As we attempt to satisfy our needs, we are continually creating and re-creating our quality worlds. If I want a lot of power, I may put politics into my quality world. If survival is all I want, I may make Ebenezer Scrooge my role model. If freedom dominates the pictures in my quality world, I may buy a small sailboat and blissfully sail the sea alone. If I want a lot more sex, I may ignore my mate and look for a sexier partner who matches the one I picture in my quality world. If I spend a lot of money running for office and fail to get elected, I may eventually take politics out of my quality world. I tend to keep the pictures in as long as they have any chance of working for me.

But I still may keep these pictures too long because, frustrating as they may be, it is painful to take them out. It is giving up on something that was very satisfying to one or more of my needs in the past. So most of us keep pictures in our quality worlds long after we are no longer able to satisfy them to the extent we want. You may keep an ideal picture of your wife in your quality world for quite a while after you are no longer able to satisfy that picture in the real world. She has been there a long time, and you keep hoping she’ll change. Also, if you take her out, you will be tempted to leave her, which could result in financial problems and unhappy children. You may be unhappy with your wife, but you’d be even unhappier if you took her out. No matter how good a reason you have to keep someone in your quality world, if you can’t be with him or her the way you want to, you suffer. Romeo and Juliet might have been better off separating for a while until they got older, but their quality worlds did not give them that choice.

As I explained in the first two chapters, even feeling good is complicated because there are two different kinds of pleasure pictures. One pleasure I called happiness, which means that if you are unhappy, you keep trying to satisfy a picture of you and someone else being close.
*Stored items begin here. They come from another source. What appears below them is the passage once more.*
PR #694, opened 2019-10-11
Introduce temporary bindings to BoundsCastExprs

kkjeer:
This PR adds a temporary binding expression when building a BoundsCastExpr. This helps enable dynamic and assume bounds casts expressions to be treated as non-value-preserving in CanonBounds::CompareExpr (see issue #691).

### Changes
* Introduce temporary binding expression to bounds casts.
* Adjust bounds inference and visiting cast expressions to reflect the temporary bindings.
* Account for BoundsCastExprs when getting the temporary binding of an expression.
* Account for whether the expression is in a checked scope or not in `PruneTemporaryBindings`. (A follow-up issue #698 is opened to use the `CheckedScopeSpecifier` enum rather than a boolean here.)
* ~~Consider BoundsCastExprs to be value-preserving in CheckBoundsDeclarations::EqualValue. Note: this assumes that the expressions E1 and E2 have been successfully evaluated.~~ This change has been removed. This affects the Checked C static_check_bounds_cast.c test (modified in microsoft/checkedc#385 - opened #695 to track remaining work).
* Treat bounds cast expressions as non-value-preserving.
* Consider an expression e to be lexicographically equal to the usage of a temporary binding of e.
* Remove the llvm_unreachable call if a dynamic cast fails in CanonBounds::Compare. Since bounds casts are no longer considered value-preserving, it is possible to compare, e.g. a BoundsCastExpr and an ImplicitCastExpr. An ImplicitCastExpr cannot be dynamically cast to a BoundsCastExpr.
* Account for the cast kind when profiling a BoundsCastExpr.

### Tests
* Remove the function call test from bounds-decl-challenges. With the introduction of temporaries to bounds cast expressions, this test no longer produces an error.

At a minimum, happy people have some people, usually loved ones, some family members, and at least one friend in their quality worlds.

But a lot of people have not found anyone they can trust and enjoy being with. They may have been rejected or abused, and they begin to give up on happiness, on feeling good in a relationship. In many instances, they discover that there are ways to find pleasure without relationships. To feel good, they begin to replace people pictures with nonpeople pleasure pictures—pictures of violence, drugs, and unloving sex—in their quality worlds. As they do so, they separate themselves further from people and happiness, compounding the urgency of their problem. The more lonely they get, the less they are able to accept that they have rejected people and the more they believe that people have rejected them. Many of them blame the government or people who are different from them.

If they are men, they often hate women and enjoy degrading them. They hate them because they need them sexually, and they like to see themselves as macho men who don’t need anyone.
Hustler
magazine depends on the quality world fantasies of these men. And there must be a lot of them because that magazine has made millions for its creator.

A few years ago, my wife, Carleen, and I worked for a year in an inner-city middle school where most of the students did not have teachers, each other, or schoolwork in their quality worlds. The students felt no happiness in that school, but they did feel some pleasure talking about, and sometimes satisfying, the usual pleasure pictures of unhappy young people: drugs, violent clowning around, and nonloving sex. They were resigned to the fact that they would never be happy in school. It was apparent to us that because they had experienced so little pleasure in school, and what they had had been years ago in the primary
grades, they couldn’t even conceive that happiness in school was possible.